Go, Containers, and the Linux Scheduler

Like many Go developers my applications are usually deployed in containers. When running in container orchestrators it’s important to set CPU limits to ensure that the container doesn’t consume all the CPU on the host. However, the Go runtime is not aware of the CPU limits set on the container and will happily use all the CPU available. This has bitten me in the past, leading to high latency, in this blog I’ll explain what is going on and how to fix it.

How the Go Garbage Collector works

This is going to be a pretty high level overview of the Go Garbage Collector (GC). For a more in depth overview I recommend reading the go docs and this excellent series of blogs by Will Kennedy.

The vast majority of the time the Go runtime performs garbage collection concurrently with the execution of your program. This means that the GC is running at the same time as your program. However, there are two points in the GC process where the Go runtime needs to stop every Goroutine. This is required to ensure data integrity. Before the Mark Phase of the GC the runtime stops every Goroutine to apply the write barrier, this ensures no objects created after this point are garbage collected. This phase is known as Sweep Termination. After the mark phase has finished there is another stop the world phase, this is known as Mark Termination and the same process happens to remove the write barrier. These usually takes in the order of tens of microseconds.

I created a simple web application that allocates a lot of memory and ran it in a container with a limit of 4 CPU cores with the following command.The Source code for this is available here.

docker run --cpus=4 -p 8080:8080 $(ko build -L main.go)

It’s worth noting the docker CPU limit is a hard limit. You can set --cpu-shares meaning it’s only enforced when the host is CPU constrained. This means that the container can use more than allocated CPU cores if the host has spare capacity.
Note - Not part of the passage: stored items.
PR #3246, opened 2025-06-03
Fix vectorization pragmas for icx compiler

Vika-F:
## Description

---

**Testing**

**Performance**

### DIFF
--- a/cpp/daal/src/algorithms/cordistance/cordistance_batch_impl.i
+++ b/cpp/daal/src/algorithms/cordistance/cordistance_batch_impl.i
@@ -29,6 +29,7 @@
 #include "src/data_management/service_numeric_table.h"
 
 static const int blockSizeDefault = 128;
+#include "src/algorithms/cordistance/cordistance_impl.i"
 #include "src/algorithms/cordistance/cordistance_full_impl.i"
 #include "src/algorithms/cordistance/cordistance_up_impl.i"
 #include "src/algorithms/cordistance/cordistance_lp_impl.i"
--- a/cpp/daal/src/algorithms/cordistance/cordistance_full_impl.i
+++ b/cpp/daal/src/algorithms/cordistance/cordistance_full_impl.i
@@ -66,54 +66,10 @@ services::Status corDistanceFull(const NumericTable * xTable, NumericTable * rTa
         algorithmFPType sum[blockSizeDefault], buf[blockSizeDefault * blockSizeDefault];
 
         /* compute sums for elements in each row of the block */
-        for (size_t i = 0; i < blockSize1; i++)
-        {
-            algorithmFPType s = (algorithmFPType)0.0;
-            PRAGMA_VECTOR_ALWAYS
-            for (size_t j = 0; j < p; j++)
-            {
-                s += x[i * p + j];
-            }
-            sum[i] = s;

But if the host is constrained then your application will be limited

You can collect a trace using the runtime/trace package then analyze it with go tool trace. The following trace shows a GC cycle captured on my machine. You can see the Sweep Termination and the Mark Termination stop the world phase on Proc 5 (They’re labelled STW for stop the world).

GC Trace

This GC cycle took just under 2.5ms, but we spent almost 10% of that in a stop the world phase. This is a pretty significant amount of time, especially if you are running a latency sensitive application.

The Linux Scheduler

The Completely Fair Scheduler (CFS) was introduced in Linux 2.6.23 and was the default Scheduler until Linux 6.6 which was released last week. It’s likely you’re using the CFS.
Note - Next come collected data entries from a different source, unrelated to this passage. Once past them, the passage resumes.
PR #3256, opened 2025-06-13
[bug] fix shared library AddressSanitizer integration for the gnu compiler

icfaust:
## Description

The logic was getting ugly for integrating ASan, and as compiler/linker integrations of AddressSanitizer are under development (see https://devblogs.microsoft.com/cppblog/addresssanitizer-asan-for-windows-with-msvc/).  Related linkers have different default settings and different available options, this moves them to the compiler makefile definitions in order to isolate changes and maintain the central logic.

GNU compilers don't have the -shared-libasan linker flag, while clang, icx and dpcpp do. Windows doesn't maintain any of these flags (this is still very untested, but is just trying to simplify the work when verifying its operation at a later date).

Note this also doesn't fix some issues with other sanitizers, which for Clang will default to static linking (making introspection between the oneDAL shared librarys difficul/impossible) or for GNU which will default to shared linking.  This does not touch those issues, and is necessary for fixing ASan specifically. Some compilers/linkers don't allow for these other sanitizers at all.

---

**Testing**

**Performance**


david-cortes-intel:
@icfaust This results in a compilation error for the .a files:
```
ar: creating __work_gnu/md/lnx32e/daal/lib/libonedal.a
collect2: error: ld returned 1 exit status
make: *** [makefile:520: __work_gnu/md/lnx32e/daal/lib/libonedal_core.so] Error 1
```

david-cortes-intel:
The error appears to be something along these lines:
```
/usr/bin/ld: cannot find /usr/lib64/libasan.so.6.0.0
```

The available file in this system would be as follows:
```
/usr/lib/gcc/x86_64-redhat-linux/11/libasan.so
```

Not sure what exactly is making this PR look for this different filename.

dev/make/compiler_definitions/gnu.mk
```diff
@@ -28,6 +28,9 @@ CORE.SERV.COMPILER.gnu = generic
 -Zl.gnu =
 -DEBC.gnu = -g
 
+-asanstatic.gnu = -static-libasan
```
david-cortes-intel, line 31:
```suggestion
-asanstatic.gnu =
```

It at least compiles successfully if this argument is removed. Not sure about the impact though.

icfaust: Thanks for checking, it looks like by not including it, it will default to dynamic linking (https://gcc.gnu.org/onlinedocs/gcc/Link-Options.html#index-static-libasan).  Seems like an issue with GCC, should we leave a note and remove it, saying that static linking with GNU compilers is temporarily unavailable?

icfaust: By remove I mean take your suggestion.

david-cortes-intel: > Thanks for checking, it looks like by not including it, it will default to dynamic linking (https://gcc.gnu.org/onlinedocs/gcc/Link-Options.html#index-static-libasan). Seems like an issue with GCC, should we leave a note and remove it, saying that static linking with GNU compilers is temporarily unavailable?

I cannot think of any usage for a .a version of oneDAL with ASAN, so yes maybe it could added as a note.

Although on a second look, this appears to be a redhat-specific issue with misconfigured software, and I have a feeling it might be something specific to the way our servers are set up.

david-cortes-intel: @icfaust After some experiments with my setup, turns out it's not strictly necessary to remove this line.

But I still don't think the resulting file would be of much use - for example, in the case of sklearnex, if one tries to use that .a file, one might also want to build sklearnex itself with asan, but it cannot link statically to it (I think it's a limitation of cython but not 100% sure).

icfaust:
> @icfaust PR has conflicts with the main branch in the makefile now.

@david-cortes-intel Could you give some more info on this? (i.e. a reproducer) As of now, it merged main without issue, so some guidance will save some time in fixing.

The CFS is a proportional share scheduler, this means that the weight of a process is proportional to the number of CPU cores it is allowed to use. For example, if a process is allowed to use 4 CPU cores it will have a weight of 4. If a process is allowed to use 2 CPU cores it will have a weight of 2.
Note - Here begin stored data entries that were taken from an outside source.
PR #3271, opened 2025-06-26
Added SVE intrinsics for postGemmPart function

shubhamsvc:
This pull request adds SVE-based implementations of postGemmPart function for both float and double types to accelerate vectorized computation on ARM.

**Average Performance (on Graviton3)**

**Float**: ~4.3× speedup over scalar
**Double**: ~1.19× speedup over scalar

### DIFF
--- a/cpp/daal/src/algorithms/kernel_function/kernel_function_rbf_helper.h
+++ b/cpp/daal/src/algorithms/kernel_function/kernel_function_rbf_helper.h
@@ -19,7 +19,11 @@
 #define __KERNEL_FUNCTION_RBF_HELPER_H__
 
 #include "src/externals/service_math.h"
-
+#if defined(TARGET_ARM)
+#if (__CPUID__(DAAL_CPU) == __sve__)
+#include <arm_sve.h>  
+#endif
+#endif
 namespace daal
 {
 namespace algorithms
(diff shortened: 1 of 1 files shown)


david-cortes-intel:
@shubhamsvc I haven't checked all the places where this is used, but I think the 'exp' function as used in RBF kernels requires high-precision computations - otherwise quality of the results might degrade significantly in some situations (particularly Newton-type methods that rely on those computations).

The exp function from MKL that gets called on x86 is called with the 'high accuracy' mode as you can see here:
https://github.com/uxlfoundation/oneDAL/blob/13c979bb596a4fe06864627e6456fc63fbbc04f5/cpp/daal/src/externals/service_math_mkl.h#L126

Could you provide some information about the accuracy level of the 'exp' function here? Is there some reference paper analyzing the method?

@Vika-F Could you provide some info about which algorithms use this function?

Vika-F:
@david-cortes-intel  @shubhamsvc 
> @Vika-F Could you provide some info about which algorithms use this function?

Besides RBF this function is used in GBT, prediction stage; but the accuracy requirements are lower there I guess.

vExp is also used in EM GMM, AdaBoost and LogitBoost algorithms, but those are not part of sklearn-intelex, the importance of those algorithms is lower.

shubhamsvc:
@david-cortes-intel @Vika-F  Thank you for quick response. What ULP accuracy is expected for exp(x) in this case?

david-cortes-intel:
For the general vExp function which is used also in logistic regression, I don't think it'd be advantageous to use something with more than 1ULP of error even if much faster, as numerical inaccuracies there do have a noticeable effect on convergence speed and quality of results.

For SVM RBF kernel in specific I am not sure - perhaps someone more familiar with the underlying algorithm could comment. Nevertheless, would still be ideal to know what's the accuracy level of this 'exp' function, at the very least to leave it as a comment in the code.

Perhaps one potential next step could be to conduct tests with RBF SVMs using the [sklbench repository](https://github.com/IntelPython/scikit-learn_bench) (which requires [sklearnex](https://github.com/uxlfoundation/scikit-learn-intelex) built against this oneDAL branch) before and after this PR and see how the quality metrics change. @Alexsandruss  Could you provide instructions for running the SVM RBF cases from sklbench? @rakshithgb-fujitsu Could you perhaps try out the changes before/after this PR with SVM RBF kernel examples in ARM hardware?

icfaust:
To support the importance of RBF, it is already exposed in sklearnex in the onedal module, https://github.com/uxlfoundation/scikit-learn-intelex/blob/main/onedal/primitives/kernel_functions.py#L90 and could easily become a publicly-usable sklearnex function in short order (replicating sklearn functionality: https://scikit-learn.org/stable/modules/generated/sklearn.metrics.pairwise.rbf_kernel.html)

The CFS does this by allocating a fraction of CPU time. A 4 core system has 4 seconds of CPU time to allocate every second. When you allocate a container a number of CPU cores you’re essentially asking the Linux Scheduler to give it n CPUs worth of time.

In the above docker run command I’m asking for 4 CPUs worth of time. This means that the container will get 4 seconds of CPU time every second.

The Problem

When the Go runtime starts it creates an OS thread for each CPU core. This means if you have a 16 core machine the Go runtime will create 16 OS threads - regardless of any CGroup CPU Limits. The Go runtime then uses these OS threads to schedule goroutines.

The problem is that the Go runtime is not aware of the CGroup CPU limits and will happily schedule goroutines on all 16 OS threads. This means that the Go runtime will expect to be able to use 16 seconds of CPU time every second.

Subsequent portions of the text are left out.